S=System(complist=[(L1,(0,0,200),(0,0,0)),
                   (SEN1,(0,0,400),(0,0,0)),
                   (ST1,(0,0,180),(0,0,0))],n=1)
R=[Ray(pos=(0,0,0),dir=(0,.1,1),wavelength=.650),
   Ray(pos=(0,0,0),dir=(0,-.1,1),wavelength=.650),
   Ray(pos=(0,0,0),dir=(.1,0,1),wavelength=.650),
   Ray(pos=(0,0,0),dir=(-.1,0,1),wavelength=.650),
   Ray(pos=(0,0,0),dir=(0,0,1),wavelength=.650)]
S.ray_add(R)
S.propagate()
Plot3D(S,center=(0,0,200),size=(450,100),scale=2,rot=[(0,-pi/2,0),(pi/20,-pi/10,0)])
[6]:

Block

pyOpTools has also an optical glass block as predefined component.

In the next example it will be show hot a ray is displaced laterally by the refraction in a glass block.

[7]:
BL1=Block(size=(15,15,30), material=material.schott["N-BK7"])
S=System(complist=[(BL1,(0,0,50),(pi/8,0,0)),])
S.ray_add(Ray(pos=(0,0,0),dir=(0,0,1),wavelength=.650))
S.propagate()
Plot3D(S,center=(0,0,50), size=(100,50),scale=5,rot=[(0,-pi/2,0)])
[7]:

Right Angle Prism

Right angle prisms are also among the pyOpTools predefined components.

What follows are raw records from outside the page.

PR #282, opened 2015-11-30
block form closing if it fails validation

yoshokatana:
* [trello ticket that prompted this](https://trello.com/c/3wPlH7Bm/55-bug-image-and-video-components-should-not-be-able-to-be-published-with-invalid-urls)
* forms will not close if they have blocking (e.g. native validation) errors
* trying to close form will trigger native validation messages
* other services that try and close forms will hit the validation as well

### DIFF
--- a/controllers/overlay.js
+++ b/controllers/overlay.js
@@ -42,7 +42,7 @@ module.exports = function () {
     close: function (e) {
       if (e.target === e.currentTarget) {
         // we clicked on the overlay itself
-        focus.unfocus();
+        focus.unfocus().catch(_.noop);
       }
     }
   };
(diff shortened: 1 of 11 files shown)


cruzanmo:
`Firefox 42.0.0 (Mac OS X 10.10.0) ERROR`

controllers/overlay.js
```diff
@@ -42,7 +42,7 @@ module.exports = function () {
     close: function (e) {
       if (e.target === e.currentTarget) {
         // we clicked on the overlay itself
-        focus.unfocus();
+        focus.unfocus().catch(_.noop);
```
cruzanmo: This allows the form to close when it is invalid?

yoshokatana: No, that's a noop. It'll stay open, but not throw an error

cruzanmo: Oh, I see, that makes sense.

cruzanmo:
+1

PR #285, opened 2015-12-03
kiln stability improvements

yoshokatana:
* confirm before creating a new page (if you have forms open)
* save/close forms before opening publish pane (like we did before)
* POST page _url_ instead of page _uri_ to `/schedule`
* look for already-published url in `page@published`, rather than just `page`
* added `db.uriToUrl` to match `db.urlToUri`


TakenPilot:
+1

PR #293, opened 2015-12-07
fix issue with iframe overlays

yoshokatana:
[trello ticket](https://trello.com/c/PMkdkCTp/173-bugs-firefox-specific)


TakenPilot:
Decreasing coverage...  okay.  +1

yoshokatana:
It's decreasing, but is less than whatever the cutoff is (0.1% I think)? So it's ok. :p

PR #295, opened 2015-12-08
fixes for mobile editing, scrolling, zooming, and tapping

yoshokatana:
* set font size to `16px` to prevent mobile zooming (it's also easier to read with my tired old eyes)
* change scrolling styles to (hopefully) prevent forced scrollbars in certain situations
* force offloading of certain fixed position stuff onto the gpu
* fix selection and form closing event handling (so we can close forms ALWAYS, even when selecting components)
* prevent some ios safari weirdness when focusing elements

### DIFF
--- a/controllers/form.js
+++ b/controllers/form.js
@@ -44,12 +44,18 @@ module.exports = function () {
   constructor.prototype = {
     events: {
       submit: 'closeForm',
-      close: 'closeForm'
+      close: 'closeForm',
+      'input focusin': 'stopFocus',
+      'input focus': 'stopFocus'
     },
 
     closeForm: function (e) {
       e.preventDefault();
       focus.unfocus().catch(_.noop);
+    },
+
+    stopFocus: function (e) {
+      e.preventDefault();
     }
   };
 
--- a/controllers/form.js
+++ b/controllers/form.js
@@ -46,7 +46,9 @@ module.exports = function () {
       submit: 'closeForm',
       close: 'closeForm',
       'input focusin': 'stopFocus',
-      'input focus': 'stopFocus'
+      'input focus': 'stopFocus',
+      '[contenteditable]': 'stopFocus',
+      'select': 'stopFocus'
     },
 
     closeForm: function (e) {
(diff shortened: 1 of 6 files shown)


controllers/form.js
```diff
@@ -44,12 +44,20 @@ module.exports = function () {
...
+      'select': 'stopFocus'
     },
 
     closeForm: function (e) {
       e.preventDefault();
       focus.unfocus().catch(_.noop);
+    },
+
+    stopFocus: function (e) {
+      e.preventDefault();
```
yoshokatana: this prevents mobile browsers from doing weird resizing things (separate from the zooming issue). Focusing actually works fine, and you can scroll through inputs as you'd expect (with native browser arrows, or by tapping other inputs).

styleguide/_typography.scss
```diff
@@ -16,10 +16,10 @@ $system-fonts: Helvetica, Arial, sans-serif;
 // our typography
 @mixin kiln-copy {
   font-family: $system-fonts;
-  font-size: 14px;
+  font-size: 16px;
```
yoshokatana: this prevents mobile safari (and supposedly other mobile browsers) from zooming in the page and breaking all our styles. also it looks better.

styleguide/overlay.scss
```diff
@@ -11,9 +11,11 @@ $overlay-margin: 10vh;
   height: 100%;
   left: 0;
   opacity: 0;
-  overflow: scroll;
+  overflow: auto;
```
yoshokatana: overflow: scroll isn't needed anymore for mobile scrolling, but _does_ force scrollbars in certain situations. auto + `-webkit-overflow-scrolling: touch` is the current best practice for making momentum scrolling happen.

styleguide/overlay.scss
```diff
@@ -11,9 +11,11 @@ $overlay-margin: 10vh;
...
+  -webkit-overflow-scrolling: touch;
   position: fixed;
   top: 0;
+  transform: translateZ(0); // create a new viewport context
```
yoshokatana: This will actually force most browsers to offload more to the GPU, and will create a new "viewport context". Normally creating a new viewport context is a _weird, unexpected behavior_ but it's fine when doing it on a fixed position element.

PR #95, opened 2020-10-02
Parameterize backend path tests

pganssle:
I went looking through the code a bit to understand a problem in `python-build` and I came across these tests, which had an unused assertion and also seemed like they could do with some parametrization.

### DIFF
--- a/tests/test_inplace_hooks.py
+++ b/tests/test_inplace_hooks.py
@@ -26,7 +26,7 @@ def get_hooks(pkg, backend=None, path=None):
     ['../pkg1', 'subdir/..'],
 ])
 def test_backend_path_within_tree(backend_path):
-    assert Pep517HookCaller(SOURCE_DIR, 'dummy', backend_path)
+    Pep517HookCaller(SOURCE_DIR, 'dummy', backend_path)
 
 
 @pytest.mark.parametrize('backend_path', [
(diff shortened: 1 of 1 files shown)


pradyunsg (approved):

tests/test_inplace_hooks.py
```diff
@@ -20,19 +21,24 @@ def get_hooks(pkg, backend=None, path=None):
...
-def test_backend_path_within_tree():
-    source_dir = pjoin(SAMPLES_DIR, 'pkg1')
-    assert Pep517HookCaller(source_dir, 'dummy', ['.', 'subdir'])
-    assert Pep517HookCaller(source_dir, 'dummy', ['../pkg1', 'subdir/..'])
+@pytest.mark.parametrize('backend_path', [
+    ['.', 'subdir'],
+    ['../pkg1', 'subdir/..'],
+])
+def test_backend_path_within_tree(backend_path):
+    assert Pep517HookCaller(SOURCE_DIR, 'dummy', backend_path)
```
takluyver, line 29:
```suggestion
    Pep517HookCaller(SOURCE_DIR, 'dummy', backend_path)
```

This `assert` doesn't do anything, as far as I can tell. `Pep517HookCaller` doesn't define a `__bool__` method, so it will always pass an assertion if there isn't an exception creating it.

PR #96, opened 2020-10-06
Revert "Pull out high-level interfaces as an extended example"

pradyunsg:
Reverts pypa/pep517#83


pradyunsg:
Merging to unblock `master` from releases and bugfixes.

PR #97, opened 2020-10-13
Allow to specify the isolated build environment

gaborbernat:
Before always defaulted to the current python executable, however if the
isolated build environment was a virtual environment this might not be
the case.

Signed-off-by: Bernát Gábor <bgabor8@bloomberg.net>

In the next example a RightAnglePrism will be used as a retroreflector.

[8]:
RAP1=RightAnglePrism(width=20, height=20, material=material.schott["N-BK7"] )
S=System(complist=[(RAP1,(0,0,50),(0,-3*pi/4,0)),])
S.ray_add(Ray(pos=(10,0,0),dir=(0,0,1),wavelength=.650))
S.propagate()
Plot3D(S,center=(0,0,50), size=(100,50),scale=5,rot=[(pi/2,0,0)])
[8]:

Besides the RightAnglePrism, pyOptools has classes to create the following prisms:

Mirrors

pyOpTools have 2 different predefined mirror types, the RectMirror and the RoundMirror. Both this mirrors can be 100% reflective or partially reflective (beam splitters).

The next example show a mirror and a beam splitter in the same setup.

[9]:
M1=RectMirror(size=(25.0, 25.0, 3.0), reflectivity=0.5, material=material.schott["N-BK7"] )
M2=RoundMirror(radius=12.5, thickness=3,reflectivity=1., material=material.schott["N-BK7"] )

S=System(complist=[(M1,(0,0,50),(pi/4,0,0)),
                   (M2,(0,50,50),(pi/4,0,0)),
                  ], n=1)

S.ray_add(Ray(pos=(0,0,0),dir=(0,0,1),wavelength=.650))

S.propagate()
Plot3D(S,center=(0,25,50), size=(150,100),scale=4,rot=[(0,-pi/2,0)])
[9]:

BeamSplittingCube

Besides mirrors that behave as beam splitters, pyOpTool has a class to simulate BeamSplittingCube. The next code show an example of its use.

[10]:
BS=BeamSplittingCube()
S=System(complist=[(BS,(0,0,50),(0,0,0)),])
S.ray_add(Ray(pos=(0,0,0),dir=(0,0,1),wavelength=.650))
S.propagate()
Plot3D(S,center=(0,0,50), size=(100,150),scale=5,rot=[(pi/2,0,0)])

[10]:
Warning: In older versions of pyOpTools BeamSplittingCube was misspelled. Please use the correct spelling.